Hit this exact problem last month. Your regex works fine - I tested your code and it grabbed both numbers no problem. Like pixelPilot said, it’s probably your return statement placement, but I’ve seen another thing cause this. Check for early returns or breaks in any try/except blocks around that code. I had exception handling that was quietly catching something and only returning partial results. Also make sure you’re not slicing the matches list somewhere - I once had matches[:1] hidden in my code that took ages to find. Debugging trick that helped me: throw in print(f’Total matches found: {len(matches)}') right after findall. If it shows the right count but your result is still cut off, you know the regex isn’t the issue.
that’s strange - your regex looks fine. i tested r'\b\d+\b' with findall() on a similar url and it grabbed all the numbers perfectly. try printing the matches variable before your loop to see what’s actually getting captured. something else in your code might be causing this.

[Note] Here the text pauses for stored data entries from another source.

PR #36475, opened 2026-03-16
Fix HttpServiceProxyFactory return LinkedHashMap with method have wildcard return type

### LINKED ISSUE #36474: HttpServiceProxyFactory returns LinkedHashMap instead of target type for method with Wildcard return type
Almost the same as https://github.com/spring-projects/spring-framework/issues/36326 but with Wildcard return type
Feign works correctly without any issue

Reproduce-able: From https://github.com/anaconda875/spring-framework please checkout commit 74f5b94f42454d95766d111f0817542d7c4d2f52 and run getWildcardReturnType test case

PaulNgo-BlueOC:
close #36474

### DIFF
--- a/spring-core/src/main/java/org/springframework/core/ResolvableType.java
+++ b/spring-core/src/main/java/org/springframework/core/ResolvableType.java
@@ -620,6 +620,7 @@ public class ResolvableType implements Serializable {
 		ResolvableType[] generics = getGenerics();
 		for (ResolvableType generic : generics) {
 			if (generic.isUnresolvableTypeVariable() ||
+					generic.isWildcardWithoutBounds() ||
 					generic.isUnresolvableWildcard(currentTypeSeen(alreadySeen)) ||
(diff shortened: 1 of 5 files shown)


spring-core/src/main/java/org/springframework/core/ResolvableType.java
```diff
@@ -1628,6 +1695,58 @@ public Object getSource() {
 	}
 
 
+	private static final class WildcardTypeImpl	implements WildcardType, Serializable {
```
PaulNgo-BlueOC: Error: eckstyle] [ERROR] /home/runner/work/spring-framework/spring-framework/spring-core/src/main/java/org/springframework/core/ResolvableType.java:1698:57: Use a single space to separate non-whitespace characters. [SingleSpaceSeparator]
May this is a bug from checkstyle?

PaulNgo-BlueOC:
Close #36474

Your regex pattern works fine - I tested it and it grabs both numbers no problem. The issue’s probably in your code structure, not the pattern. I hit something similar where nested functions made me return from the wrong scope too early. Check that your whole code block has the same indentation and you don’t have any sneaky return statements above your loop. Also make sure you’re not overwriting the matches variable between findall and your loop. Quick test: throw in print(matches) right after the findall line. If you see both numbers there, your regex is perfect and something’s wrong with how you’re processing the results.

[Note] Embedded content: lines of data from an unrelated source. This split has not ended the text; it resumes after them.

Issue #36483, opened 2026-03-17
Configuration-cache issue relating to ArchitectureCheck in buildSrc


Sineaggi:
As mentioned by @sbrannen in https://github.com/spring-projects/spring-framework/pull/36195#issuecomment-4063040073, spring-framework cannot be run with configuration-cache as it encounters the following issue: 
```
Reusing configuration cache.g

FAILURE: Build failed with an exception.

* What went wrong:
Could not load the value of field `val$prepareCondition` of `com.tngtech.archunit.lang.syntax.ObjectsShouldInternal$AddMode$1` bean found in field `addMode` of `com.tngtech.archunit.lang.syntax.ObjectsShouldInternal$ConditionAggregator` bean found in field `conditionAggregator` of `com.tngtech.archunit.lang.syntax.ClassesShouldInternal` bean found in field `__rules__` of task `:spring-oxm:checkArchitectureMain` of type `org.springframework.build.architecture.ArchitectureCheck`.
> Class 'java.util.function.Function$$Lambda/0x00007f8001167868' not found in Gradle runtime class loader 'MixInLegacyTypesClassLoader(legacy-mixin-loader)' of type 'org.gradle.initialization.MixInLegacyTypesClassLoader'.
```

Looking into this task it appears that `ListProperty<ArchRule>` is refusing to serialize, which is what configuration cache is attempting to do.

One fix might be to inline all of the rules into the `@TaskAction`, and avoid creating a `ListProperty<ArchRule>` at all.

Alternatively, enums are serializable by Gradle, so something like 
```java
public enum ArchitectureRules {

	ALL_PACKAGES_SHOULD_BE_FREE_OF_TANGLES(allPackagesShouldBeFreeOfTangles()),
	NO_CLASSES_SHOULD_CALL_STRING_TO_LOWER_CASE_WITHOUT_LOCALE(noClassesShouldCallStringToLowerCaseWithoutLocale()),
	NO_CLASSES_SHOULD_CALL_STRING_TO_UPPER_CASE_WITHOUT_LOCALE(noClassesShouldCallStringToUpperCaseWithoutLocale()),
	CLASSES_SHOULD_NOT_IMPORT_FORBIDDEN_TYPES(classesShouldNotImportForbiddenTypes()),
	JAVA_CLASSES_SHOULD_NOT_IMPORT_KOTLIN_ANNOTATIONS(javaClassesShouldNotImportKotlinAnnotations())
	;
...
```
[...]

PR #36487, opened 2026-03-17
Fix configuration-cache compatibility with ArchRule task

Sineaggi:
Example fix for configuration-cache issues relating to embedding ArchRule into task objects.

https://github.com/spring-projects/spring-framework/issues/36483


bclozel:
Thanks @Sineaggi !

Been wrestling with URL parsing for years and this drives me nuts. Your regex looks fine - probably some hidden code issue like others said.
What bugs me is you’re building a one-off solution you’ll have to maintain forever. Plus separate API requests for each ID? That’s more complexity with error handling, rate limits, retries.
I used to write these scripts constantly. Parse URLs, extract values, loop API calls, handle responses. Now I set up the pipeline once and let it run.
URL parsing, data extraction, and API requests all happen without custom regex. Built-in error handling and easy workflow changes without touching Python.
Honestly sounds like you’re testing in Jupyter or an interactive shell - things get weird there sometimes. Try running the same code in a fresh .py file. I’ve seen findall act differently in notebooks vs regular Python scripts for whatever reason. Also check if you’ve got other regex imports or functions overriding the standard re module.
Your regex pattern’s fine, but you’re probably returning results wrong. If you’ve got a return statement inside your loop, it’ll bail after the first match - that’s why you’re only seeing one result.
Move the return outside the loop:
import re
api_url = "https://example-service.com/api/messages/987654321,123456789.json"
pattern = r'\b\d+\b'
matches = re.findall(pattern, api_url)
result = []
for match in matches:
result.append({'id': match})
return result # This should be outside the loop
Honestly though, this screams automation to me. Why write regex parsing code every time you need to extract data and hit APIs? You could automate this whole workflow.
I deal with this constantly - parsing URLs, grabbing multiple values, then firing off separate API requests for each one. The pattern matching, data transformation, and API calls all run automatically without custom Python scripts.
Had the same problem - findall worked but gave weird results. Check if you’re doing any string preprocessing before the regex runs. I wasted hours debugging this once, turns out I had a string replace earlier in my code that was stripping digits or messing with the URL format. Also make sure your URL variable actually has what you expect - throw a print statement right before the regex to see if the string looks right. Your pattern should definitely catch both numbers in that example URL. Oh, and if you’re using a web framework or async stuff, watch out for encoding issues that might mess with your string before it hits the regex.